Abstract:
In an electronic timepiece having a stepping motor, a drive pulse is produced for normally driving the motor, a detecting pulse is generated for detecting whether the motor has rotated in response to the last drive pulse and a correction pulse is produced for driving the motor when non-rotation has been detected. A current limiting resistor is disposed in series with the motor for limiting the current thereto and a switching transistor is connected across the current limiting resistor to short circuit same to effect an increase in the current to the motor. During the detecting pulse, the voltage across the current limiting resistor is compared to a predetermined value. If the voltage is above the predetermined value, which indicates that the motor has not rotated in response to the last drive pulse, the switching means is actuated to short circuit the current limiting resistor and the correction pulse is applied to the motor during the resulting increased current condition so that the motor will be enabled to rotate even when a higher torque load is applied thereto. In this way, a decreased amount of current is used during the normal torque loading condition on the motor.

Description:
BACKGROUND OF THE INVENTION 
     The present invention relates to an improvement in an electronic watch in which the power consumption of a stepping motor is reduced. 

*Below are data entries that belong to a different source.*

Issue #7423, opened 2021-09-20
numpy 1.21 ufunc reduce segfault


sklam:
Failing test: `numba.tests.npyufunc.test_ufunc.TestUFuncs.test_ufunc_attributes`

```pytb
Fatal Python error: Segmentation fault

Current thread 0x000000010dbdbe00 (most recent call first):
  File "/path/to/numba/numba/tests/npyufunc/test_ufunc.py", line 35 in ufunc_reduce
  File "/path/to/numba/numba/tests/npyufunc/test_ufunc.py", line 58 in _test_ufunc_attributes
  File "/path/to/numba/numba/tests/npyufunc/test_ufunc.py", line 74 in test_ufunc_attributes
```

sklam:
Related to https://github.com/numba/numba/issues/7175

stuartarchibald:
Closed by #7449 via https://github.com/numba/numba/pull/7483.

PR #7449, opened 2021-09-30
BUG: Fastcall fix ufunc methods (NumPy 1.21 support)

seberg:
This is a start to support NumPy 1.21 use of FASTCALL methods
in ufuncs.  There are probably better ways to achieve this support.

NumPy further uses `tp_vectorcall_offset` on newer versions.  This
PR does not add support for this (meaning that a DUfunc will be
unnecessarily slow on NumPy >=1.21 when kwargs are used).

Closes gh-7423

---

This is a start to close the NumPy 1.21 issues.  I am not extremely happy with this dance of duplicating the wrapper functions, but I did not have a better idea.
(Sorry, this is not really tested, yet aside from the fact that it compiles, so I may abuse CI to see if it actually is correct...)

I am sure there will be fix-ups necessary, please don't hesitate to just push/overwrite the changes here directly.

### DIFF
--- a/buildscripts/incremental/setup_conda_environment.sh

     The present invention will be explained on the basis of an embodiment applying the principles of the present invention to an analogue type electronic watch. 
     The display mechanism of an analogue type crystal watch heretofore used is generally constructed as shown in FIG. 1. The output of the motor comprising a stator 1, a coil 7 and a rotor 6 is transmitted to a fifth wheel 5, a fourth wheel 4, a third wheel 3 and a second wheel 2. Although not shown, the output is then transmitted to a cylindrical member, a cylindrical wheel, and a calendar mechanism whereby a second hand, a minute hand, an hour hand and a calendar are driven. 
     In the case of wrist watch, a load seen from the stepping motor is extremely small except for the time for switching the calendar, so that a torque of 10 g/cm in the second wheel is sufficient for the driving. However, when switching the calendar, a torque which is several times greater than this is required. The time required for switching the calendar within twenty-four hours operation per day is only at most about six hours. However, for the reasons described above in the mechanism according to the prior art, there is a problem that electric power which enables the calendar driving mechanism to be operated in a stable condition must always be supplied from a power supply. 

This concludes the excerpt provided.